Issue #3634, opened 2024-12-25
Inefficient conversions while iterating a dataframe


sagiahrac:
### Describe the bug

Iterating over the following dataframe with daft is over 1000x slower than converting the daft dataframe to pandas and iterating over the pandas dataframe instead.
● ● ● ● ●
→ **Aim of the task**
Each line from the one containing "Inefficient conversions while" through the final line of the records must be repeated exactly, with no line added or dropped.

→ **Your response**
Inefficient conversions while iterating a dataframe


sagiahrac:
### Describe the bug

Iterating over the following dataframe with daft is over 1000x slower than converting the daft dataframe to pandas and iterating over the pandas dataframe instead.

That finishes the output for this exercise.